== Task to complete ==
Tally the lines of the records that contain the string "release", then give the total and nothing more.

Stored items
PR #3058, opened 2021-06-07
Fix #3056 RouteController shouldDiscard location logic

### LINKED ISSUE #3056: [Bug] RouterDelegate.router(_:shouldDiscard:) handled incorrectly
**Mapbox Navigation SDK version:** "release-v2.0 branch"
https://github.com/mapbox/mapbox-navigation-ios/blob/bb6c0c1d3e69b765aa986a18eb8fa98a775802eb/Sources/MapboxCoreNavigation/RouteController.swift#L247-L252

This code seems to have inverted logic. If `shouldDiscard` returns true, then the discard won't happen. And visa versa.

S2Ler:
This is kind of bug with a "breaking change" fix because some users can depend on this bug now as our tests have shown.

### DIFF
--- a/CHANGELOG.md
+++ b/CHANGELOG.md
@@ -99,6 +99,7 @@
 * Fixed an issue where 'Navigation cancel' event might be not logged. ([#3050](https://github.com/mapbox/mapbox-navigation-ios/pull/3050))
 * Fixed an issue where offline route calculation might hang up. ([#3040](https://github.com/mapbox/mapbox-navigation-ios/pull/3040))
 * Fixed the moment of custom feedback event creation. ([#3049](https://github.com/mapbox/mapbox-navigation-ios/pull/3049))
+* Fixed a bug in `RouterDelegate.router(_:shouldDiscard:)` handling. If you implemented this method, you will need to reverse the value you return. Previously, if you returned `true`, the `Router` wouldn't discard the location. ([#3058](https://github.com/mapbox/mapbox-navigation-ios/pull/3058))
 
 ## v1.4.0
 
--- a/Sources/MapboxCoreNavigation/RouteController.swift
+++ b/Sources/MapboxCoreNavigation/RouteController.swift
@@ -15,7 +15,7 @@ import Turf
 open class RouteController: NSObject {
     public enum DefaultBehavior {
         public static let shouldRerouteFromLocation: Bool = true
-        public static let shouldDiscardLocation: Bool = true
+        public static let shouldDiscardLocation: Bool = false
         public static let didArriveAtWaypoint: Bool = true
         public static let shouldPreventReroutesWhenArrivingAtWaypoint: Bool = true
         public static let shouldDisableBatteryMonitoring: Bool = true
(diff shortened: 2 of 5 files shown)


Sources/MapboxCoreNavigation/RouteController.swift
```diff
@@ -247,7 +247,7 @@ open class RouteController: NSObject {
     public func locationManager(_ manager: CLLocationManager, didUpdateLocations locations: [CLLocation]) {
         guard let location = locations.last else { return }
         
-        guard delegate?.router(self, shouldDiscard: location) ?? DefaultBehavior.shouldDiscardLocation else {
+        guard !(delegate?.router(self, shouldDiscard: location) ?? DefaultBehavior.shouldDiscardLocation) else {
```
Udumft, line 250: Maybe we should also invert `DefaultBehavior.shouldDiscardLocation` to maintain existing 'default' behavior? This will not only also make the fix 'less breaking' since many users rely on defaults but also won't require that many unit tests changes below

Tests/MapboxCoreNavigationTests/RouteControllerTests.swift
```diff
@@ -65,3 +68,13 @@ extension RouteControllerTests: RouterDataSource {
         return NavigationLocationManager.self
     }
 }
+
+extension RouteControllerTests: RouterDelegate {
+    func router(_ router: Router, didRefresh routeProgress: RouteProgress) {
```
Udumft, line 73: Why did you add this implementation too?

zugaldia:
Looks like this is one we want to highlight in the release notes too.

Tests/MapboxCoreNavigationTests/RouteControllerTests.swift
S2Ler: Xcode said that I must implement this method, I will remove and check again, Thanks.

Sources/MapboxCoreNavigation/RouteController.swift
S2Ler: Great idea! I will give it a try.

CHANGELOG.md
```diff
@@ -99,6 +99,7 @@
 * Fixed an issue where 'Navigation cancel' event might be not logged. ([#3050](https://github.com/mapbox/mapbox-navigation-ios/pull/3050))
 * Fixed an issue where offline route calculation might hang up. ([#3040](https://github.com/mapbox/mapbox-navigation-ios/pull/3040))
 * Fixed the moment of custom feedback event creation. ([#3049](https://github.com/mapbox/mapbox-navigation-ios/pull/3049))
+* Fixed `RouterDelegate.router(_:shouldDiscard:)` handling. If you implement this method, you will need to reverse the value you return from this method. Previously, if you returned `true`, the `Router` wouldn't discard the location.
```
Udumft, line 102:
```suggestion
* Fixed a bug in `RouterDelegate.router(_:shouldDiscard:)` handling. If you implemented this method, you will need to reverse the value you return. Previously, if you returned `true`, the `Router` wouldn't discard the location. ([#3058](https://github.com/mapbox/mapbox-navigation-ios/pull/3058))
```

Udumft (approved):
LGTM with NIT correction.

CHANGELOG.md
S2Ler: Thank you for the fix!

PR #616, opened 2022-04-28
wip

ws-mps:
wip


addons/udes_stock/models/stock_move.py
```diff
@@ -185,9 +193,8 @@ def split_out_incomplete_move(self, **kwargs):
         total_done_qty = sum(mls.mapped("qty_done"))
```
ws-mps, line 193: Maybe this should be total quantity of the mls instead of only qty done when mls_to_keep is not None.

== Result for this exercise ==
2